Андрей стал перебирать фотоснимки и вдруг замер… С фотографии на него глядела… Дарья! С автоматом на груди и санитарной сумкой через плечо… Вокруг нее стояли люди явно не армейского вида – одетые кто в чем. Один бородатый мужик красовался в румынской генеральской шинели с меховыми отворотами.
– Где ты это снимал? – враз осипшим голосом спросил Андрей.
Корреспондент взял снимок в руки…
– А-а… Это… Да, вспомнил! Партизанский отряд имени товарища матроса Анатолия Железнякова. Снимал в лесу, где-то между Коктебелем и Феодосией. Было это месяц назад. Потом этот отряд расформировали и всех, подпадающих по возрасту под призыв, отправили на армейский сборный пункт…
– А вот девушка… – сипел Андрей, указывая пальцем на лик Дарьи. – Знаешь, кто она?

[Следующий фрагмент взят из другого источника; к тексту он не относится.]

Issue #3575, opened 2021-08-01
Typescript Generator Generating  return _observableOf(null); -- failing typescript build


mbrennan376:
ASP.NET Core 3.1
NSwag 13.12.1
Angular 11
Typescript 4.1
Rxjs 6.6

I am generating typescript only via MSBuild referring to the project file

All of my generated process methods end with
return _observableOf(null);

`     

        let _headers: any = {}; if (response.headers) { for (let key of response.headers.keys()) { _headers[key] = response.headers.get(key); }}
        let _mappings: { source: any, target: any }[] = [];
        if (status === 200) {
            return blobToText(responseBlob).pipe(_observableMergeMap(_responseText => {
            let result200: any = null;
            let resultData200 = _responseText === "" ? null : jsonParse(_responseText, this.jsonParseReviver);
            result200 = Foo.fromJS(resultData200, _mappings);
            return _observableOf(result200);
            }));
        } else if (status === 404) {
            return blobToText(responseBlob).pipe(_observableMergeMap(_responseText => {
            let result404: any = null;
            let resultData404 = _responseText === "" ? null : jsonParse(_responseText, this.jsonParseReviver);
            result404 = ProblemDetails.fromJS(resultData404, _mappings);
            return throwException("A server side error occurred.", status, _responseText, _headers, result404);
            }));
        } else if (status === 500) {
            return blobToText(responseBlob).pipe(_observableMergeMap(_responseText => {
            return throwException("A server side error occurred.", status, _responseText, _headers);
            }));
        } else if (status !== 200 && status !== 204) {
            return blobToText(responseBlob).pipe(_observableMergeMap(_responseText => {
            return throwException("An unexpected server error occurred.", status, _responseText, _headers);
            }));
        }
        return _observableOf(null);     **<--- THIS LINE HERE**
    }`

so my ng build fails

An example of how I defined my API method:

 `[ProducesResponseType(typeof(Foo), StatusCodes.Status200OK)]
        [ProducesResponseType(StatusCodes.Status404NotFound)]
        [ProducesResponseType(StatusCodes.Status500InternalServerError)]
        [HttpGet("{ID}")]
        public async Task<ActionResult<Foo>> GetFooAsync(int ID)
       {
            Do STUFF
        }`

IF I edit my generated file to be  return _observableOf(new Foo); 
ng build works. I would be happy to throw an exception if it gets to this part of the code, as the path will likely never be hit.

[...]

PR #3780, opened 2021-12-06
RxJS Version 7 causes problems on Angular Client

florianraffl:
We had a problem as mentioned by my colleague @Thomas-Lederer in the issue #3575. 
The problem was that if we try to generate an Angular Client with Nswag the process#ControllerMethodName# trys to return `_observableOf<ResultType>(<any>null);` which is not possible in RxJS 7. 
I changed that in condition to the config parameter `rxJsVersion` to `_observableOf(null);` which should be the correct syntax for RxJS 7.

I would be happy if we can get this change as soon as possible in the next release so that I can update to the newest version :)


RicoSuter:
Is this the only thing which is broken with RxJS 7?

florianraffl:
In our case, how we use NSwag, this the only thing we know, that is broken with RxJS7.

florianraffl:
Nice Thanks! :)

– Извини, старшой, фамилии девушки я не помню! – сказал Горяинов. – Ты знаешь, скольких людей мне приходится интервьюировать? Кажется, Даша зовут. Точно! Ей в партизанах дали прозвище «Даша Севастопольская», потому что она сражалась под Севастополем и там тяжело ранена была. Партизаны Дашу нашли раненой и к себе забрали. Вот все, что я помню… Ты что, знаешь Дашу?